Suffering While Cycling the Sudan

 

Sudan's Deep Sand, Bike Stands Alone

Sudan's Deep Sand: Bike Stands Alone

According to Rae and John, two retired Air Force Pilots who are taking part in the Tour this year, what we have been through these past 2 weeks is as difficult as basic training for the military. And I believe it! These past 4 days have been the most mentally and physically challenging days of my life.
We had a wonderful unscheduled day off in Waidi Halfa which I already told you about. Unfortunately, we had to pay a high price. Suddenly we were forced to cram 5 days of riding into 4 to make it to Dongola by Jan 27th. No problem, you say?
Well, if we had roads it would have been OK, but instead we travelled 110km per day through the Sudanese Desert. 427 km of deep sand, loose gravel, and corrugated road. I had heard about this type of road from last year's tour, but could not wrap my brain around what it was. It is the most painful experience on a bike, especially one without suspension. Miles and miles of constant bumps that jar your wrists, back, neck and knees. Basically your entire being feels like you were put in the rinse cycle of a washing machine and spit back out again. You spend your day looking for an easier line to follow, but you never find one.
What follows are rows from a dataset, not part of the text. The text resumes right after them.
PR #490, opened 2021-11-03
Add tls cli client

wilkermichael:
Adds TLS flags to support TLS when using the CTS CLI

- TLS flags are passed via command line flags, or by environment variable
- command line flag values take precedence over corresponding environment variable values
- meta.go is responsible for handling flags set
- client.go handles environment variables and defaults required for creating the client

Example using flags:
```
consul-terraform-sync task enable \
    -http-addr="https://localhost:8501" \
    -ca-file="/Users/mwilkerson/dev/michael-cts-example/tls_consul.d/consul-agent-ca.pem" \
    -client-cert="/Users/mwilkerson/dev/michael-cts-example/tls_consul.d/dc1-server-consul-0.pem" \
    -client-key="/Users/mwilkerson/dev/michael-cts-example/tls_consul.d/dc1-server-consul-0-key.pem" \ 
    example-task
```

Example using some environment variables (same effect)
```
export CTS_CACERT="/Users/mwilkerson/dev/michael-cts-example/tls_consul.d/consul-agent-ca.pem" 
export CTS_CLIENT_CERT="/Users/mwilkerson/dev/michael-cts-example/tls_consul.d/dc1-server-consul-0.pem"
export CTS_CLIENT_KEY="/Users/mwilkerson/dev/michael-cts-example/tls_consul.d/dc1-server-consul-0-key.pem"

consul-terraform-sync task enable -http-addr="https://localhost:8501" example-task
```

*Note* the client won't work until the CTS server handles TLS, as of right now this hasn't been completed

### DIFF
--- a/api/client.go
+++ b/api/client.go
@@ -1,15 +1,39 @@
 package api
 
 import (
+	"crypto/tls"
 	"encoding/json"
 	"fmt"
 	"net/http"
 	"net/url"
+	"os"
+	"strconv"
 	"strings"
 	"time"
+
+	"github.com/hashicorp/consul-terraform-sync/config"
+	"github.com/hashicorp/go-rootcerts"
 )
 
 //go:generate mockery --name=httpClient  --structname=HttpClient --output=../mocks/api
+
+const (
+	httpScheme  = "http"
+	httpsScheme = "https"
+
+	DefaultAddress   = "http://localhost:8558"
+	DefaultSSLVerify = true
+
+	// Environment Variables
+	EnvAddress = "CTS_ADDRESS" // The address of the CTS daemon, supports http or https by specifying as part of the address (e.g. https://localhost:8558)
+
+	// TLS Environment Variables
+	EnvTLSCACert     = "CTS_CACERT"      // Path to a directory of CA certificates to use for TLS when communicating with Consul-Terraform-Sync
+	EnvTLSCAPath     = "CTS_CAPATH"      // Path to a CA file to use for TLS when communicating with Consul-Terraform-Sync
+	EnvTLSClientCert = "CTS_CLIENT_CERT" // Path to a client cert file to use for TLS when verify_incoming is enabled
+	EnvTLSClientKey  = "CTS_CLIENT_KEY"  // Path to a client key file to use for TLS when verify_incoming is enabled
+	EnvTLSSSLVerify  = "CTS_SSL_VERIFY"  // Boolean to verify SSL or not. Set to true to verify SSL. Default is true
+)
 
 // httpClient describes the interface for the client to make http calls
 type httpClient interface {
@@ -18,7 +42,8 @@ type httpClient interface {
 
 // Client to make api requests
 type Client struct {
-	port    int
+	port    int // remain for backwards compatibility but prefer addr
+	addr    string
 	version string
 	scheme  string
 	http    httpClient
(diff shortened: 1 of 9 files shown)


command/cli.go
```diff
@@ -98,7 +98,7 @@ func (cli *CLI) Run(args []string) int {
 
 	// Development only flags. Not printed with -h, -help
 	f.StringVar(&clientType, "client-type", "", "Use only when developing"+
-		"consul-terraform-sync binary. Defaults to Terraform client if empty or"+
+		" consul-terraform-sync binary. Defaults to Terraform client if empty or"+
 		"unknown value. Values can also be 'development' or 'test'.")
```
findkim, line 102:
```suggestion
	f.StringVar(&clientType, "client-type", "", "Use only when developing "+
		"consul-terraform-sync binary. Defaults to Terraform client if empty or "+
		"unknown value. Values can also be 'development' or 'test'.")
```

Believe there is also a missing space between `orunknown`

command/meta.go
```diff
@@ -6,8 +6,9 @@ import (
 	"io/ioutil"
 	"strings"
 
-	"github.com/hashicorp/consul-terraform-sync/api"
 	"github.com/hashicorp/consul-terraform-sync/config"
+
```
findkim, line 10: 👀

command/meta.go
```diff
@@ -17,26 +18,61 @@ const width = uint(78)
...
+	flagSSLVerify  = "ssl-verify"
+)
+
+func (m *meta) defaultFlagSet(name string) *flag.FlagSet {
+	m.flags = flag.NewFlagSet(name, flag.ContinueOnError)
+
+	// Values provide both default values, and documentation for the default value when -help is used
+	m.port = m.flags.Int(flagPort, config.DefaultPort,
+		fmt.Sprintf("The port to use for the Consul Terraform Sync API server, it is preferred to use the %s field instead", flagHTTPAddr))
+	m.addr = m.flags.String(flagHTTPAddr, api.DefaultAddress, "The address to use for the Consul Terraform Sync API server")
```
findkim, line 57: Which flag would someone use with an address with the https scheme?

wilkermichael: They just need to include "https" in the address to enable the https scheme, this is what Consul does I believe, I pulled the scheme parsing code from there. So for example: https://localhost:8558 would set the https scheme, we probably would want to recommend a port for https as well, but that's more a server config thing.

wilkermichael: https://github.com/hashicorp/consul-terraform-sync/blob/4f234c37222bb86da9b165a9db19dff141500bee/api/client.go#L394

api/client.go
```diff
@@ -1,45 +1,176 @@
...
 	"fmt"
 	"net/http"
 	"net/url"
+	"os"
+	"strconv"
 	"strings"
 	"time"
+
+	"github.com/hashicorp/consul-terraform-sync/config"
+
```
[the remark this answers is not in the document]
wilkermichael: I'll watch for this again, I can't reproduce the problem to test if I fixed it, I tried

1) deleting both hashicorp packages, and it adds them back without the whitespace
2) deleting the config package, using the automation. deleting the go-rootcerts package and running the automation. In both cases it groups without whitespace :(

Hopefully I can catch the scenario next time.

command/meta.go
findkim: Yeah my concern is the clarity in the flag name and description with its actual capabilities. Can you update the description to include HTTPS?

This is how Consul CLI has it documented
> The address and port of the Consul HTTP agent. The value can be
     an IP address or DNS address, but it must also include the port.
     This can also be specified via the CONSUL_HTTP_ADDR environment
     variable. The default value is http://127.0.0.1:8500. The scheme
     can also be set to HTTPS by setting the environment variable
     CONSUL_HTTP_SSL=true.

wilkermichael: ah I see, sure I'll add this

wilkermichael: @findkim added!

findkim (approved):
🎉

command/meta.go
findkim: Thank you!

PR #491, opened 2021-11-08
Use base version for GitDescribe for app to build version string

findkim:
`{{ needs.get-product-version.outputs.product-version }}` uses [build-scripts/version.sh](https://github.com/hashicorp/consul-terraform-sync/blob/main/build-scripts/version.sh) to generate the version that is then set to `GitDescribe` as a linker flag. This results in redundant prerelease and metadata added to the version during runtime.

```
% ./consul-terraform-sync -version
consul-terraform-sync v0.5.0+dev+dev (xxxx)
Compatible with Terraform >= 0.13.0, < 1.1.0
```


.release/docker/Makefile
```diff
@@ -20,4 +20,4 @@ docker:
 	echo "Building image for $(PROJECT_NAME):$(GITHUB_SHA)-$(VERSION)-$(ARCH)"
 	docker buildx create --use
 	docker buildx build --load --build-arg VERSION=$(VERSION) --build-arg NAME=$(PROJECT_NAME) --platform=linux/$(ARCH)$(GOARM_DOCKER) -t $(PROJECT_NAME):$(GITHUB_SHA)-$(VERSION)-$(ARCH) .
-	docker save --output $(PROJECT_NAME)_$(VERSION)_docker_linux_$(ARCH).tar $(PROJECT_NAME):$(GITHUB_SHA)-$(VERSION)-$(ARCH)
\ No newline at end of file
+	docker save --output $(PROJECT_NAME)_$(VERSION)_docker_linux_$(ARCH).tar $(PROJECT_NAME):$(GITHUB_SHA)-$(VERSION)-$(ARCH)
```
wilkermichael, line 23: Since it's just the addition of a newline, should we just revert this change?

wilkermichael (approved):
This looks good to me, just to check my understanding:

You set base=1, then in version.sh it will check if this field is null. Since it isn't it will set git describe to be the base version, so when we check the version we should get:

```
% ./consul-terraform-sync -version
consul-terraform-sync v0.5.0 
Compatible with Terraform >= 0.13.0, < 1.1.0
```

?

.release/docker/Makefile
findkim: To be honest, I don't like the red circle that appears on GitHub for files w/o new lines 😅

But more seriously, your question got me curious about the context of the new line at the EOF, and why GitHub displays it. It is a POSIX standard for a text file which contain lines, and lines include the terminating newline character. So this one is considered an invalid line to POSIX purists.

[Text file](https://pubs.opengroup.org/onlinepubs/9699919799/basedefs/V1_chap03.html#tag_03_403):
> A file that contains characters organized into zero or more lines. The lines do not contain NUL characters and none can exceed {LINE_MAX} bytes in length, including the <newline> character. Although POSIX.1-2008 does not distinguish between text files and binary files (see the ISO C standard), many utilities only produce predictable or meaningful output when operating on text files. The standard utilities that have such restrictions always specify "text files" in their STDIN or INPUT FILES sections.

[Line](https://pubs.opengroup.org/onlinepubs/9699919799/basedefs/V1_chap03.html#tag_03_206)
> A sequence of zero or more non- <newline> characters plus a terminating <newline> character.

findkim: If you don't mind, I'd like to keep the newline to keep consistency with the rest of the files in the repo.

findkim:
@wilkermichael yep! The `version.sh` command is used for everything else in the release process so I tried to make a minimal change for the GitDescribe use-case.

PR #492, opened 2021-11-08
Add tls tests

wilkermichael:


e2e/command_test.go
```diff
@@ -147,7 +252,144 @@ func TestE2E_EnableTaskCommand(t *testing.T) {
 	}
 }
 
-// TestE2E_DisableTaskCommand tests the CLI to disable an enabled task. This
+// TestE2E_EnableTaskCommand tests the task Enable CLI and confirms the expected
+// output and state given different paths. This test starts up a local Consul server
+// and runs CTS with TLS enabled, with a disabled task.
+func TestE2E_EnableTaskCommand_TLS(t *testing.T) {
```
mkam, line 258: Totally down for testing TLS on our existing enable and disable commands, but wanted to start thinking about what our long term strategy is for testing TLS with our CLI. We'll be eventually adding more CLI commands, do we want to always be having test versions for both TLS enabled and disabled?

Doesn't have to be in this PR, but we could have a separate test or test suite that checks all these combinations on all our commands just to see that the CLI is connecting and not necessarily checking the behavior of the command. Then we wouldn't have to always include the TLS test versions for the functionality tests.

e2e/command_test.go
```diff
@@ -82,7 +92,99 @@ func TestE2E_MetaCommandErrors(t *testing.T) {
...
+// starts up a local Consul server and runs CTS with TLS in dev mode.
+func TestE2E_TLSErrors(t *testing.T) {
+	t.Parallel()
+
+	srv := newTestConsulServer(t)
+	defer srv.Stop()
+
+	tempDir := fmt.Sprintf("%s%s", tempDirPrefix, "command_tls_errors")
+
+	tlsc := tlsConfig{
```
mkam, line 108: You could make a defaultTLSConfig method that returns this value. I'd also suggest having no caCert set for the default CTS TLS config, and when we add mutualTLS, we could add defaultMTLSConfig that has caCert.

mkam (approved):

wilkermichael:
Adding check for https scheme used to connect with CTS using http

e2e/command_test.go
wilkermichael: Talked to Melissa about this, I agree that TLS should just be checking the connection was successful. I will refactor this at a later date

e2e/config.go
```diff
@@ -48,6 +48,17 @@ consul {
 `, consul.HTTPSAddr, consul.Config.CertFile))
 }
 
+func (c hclConfig) appendTLSBlock(clientCert, clientKey, caCert string) hclConfig {
```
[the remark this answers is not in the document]
wilkermichael: I changed this to build the block based on the TLSConfig provided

Wandering the Desert of Sudan

Wandering the Desert of Sudan

Dave and I spent 9 hours a day on the bike for 3 days. At one point Dave said to me that he wouldn't wish this on his worse enemy. And here we are doing it by choice. We had some really low lows together that day. I put everything I had into day 1 in Sudan and spent the next 3 days suffering. Sometimes we would be so exhausted riding through the sand that we would just fall over.
To give you an example of a typical day, each morning we would wake up at 6 am, pack up our tents, have a quick breakfast, and leave for a long slow day in the hot sun. Then we would come back, set up our tent, eat dinner, and go to sleep.

So, now let me tell you about day 2. It was really “fun” because we became nice and lost late in the day.

No Roads in Sudan, Just Sand

No Roads in Sudan, Just Sand

You see many times you are only following grooves in the sand, so it is very easy to lose your way. We spent an hour walking from the Nile through farmer's fields to go back to the desert, then back to the Nile, then through the most rural village I have ever seen in my life. 5 huts, a donkey, 2 dogs, and a group of women watched us walk through with our bikes and dirty faces. Very surreal. We made our way back to the desert and eventually came across something that resembled a path and hoped for the best. We were both extremely worried that we were going to be stuck in the desert all night, but more importantly…Lose our EFI status!
As luck would have it, we made it into camp an hour before sundown. Yeah us.

 

Now for day 3. Debbie's breakdown day. I was very very fatigued and still had another 110km ahead of me. Many people had opted for the bus by this point, but I am too stubborn to give in and lucky for me, I had my rock at my side – Dave. So instead, I whimpered, cried, cursed, and stumbled my way through the day. Everyone else was also hurting and suffering, and the bonding that happened during that time was incredible. People were so supportive and kind. I really have to emphasize what an amazing group of people we are travelling with. But then, what else would you expect from a bunch of nuts who thought it would be fun to cycle the continent of Africa? They have to be extraordinary.

Deb Kissing Tarmac after days in the Sand

Deb Kissing Tarmac after days in the Sand

So, this brings me to day 4, still riding and still suffering. But luckily, only 87km today. The good news is that at 63km we hit tarmac. Can it be true? It started with a grueling morning of 18km in deep sand where everyone became lost at one point. Groups were branching out and taking different tracks. It is amazing how quickly you can be with people and then they just disappear. We all eventually made it out though and once we hit the tarmac, I got down on my knees and kissed it.

We now have a rest day in Dongola and after 6 days without a shower, we were all bathing in our red boxes as soon as we arrived at camp. What a sight. A bunch of adults playing around the one hose of water that we had. As soon as we washed off that sand and grit, it was like we had washed away the pain and suffering of the past 4 days. Add a half a chicken dinner to that mix and we were very happy campers. Literally!

Dave Bathing our red box in Sudan

Dave Bathing our red box in Sudan

If we can make it through Sudan, we can make it anywhere.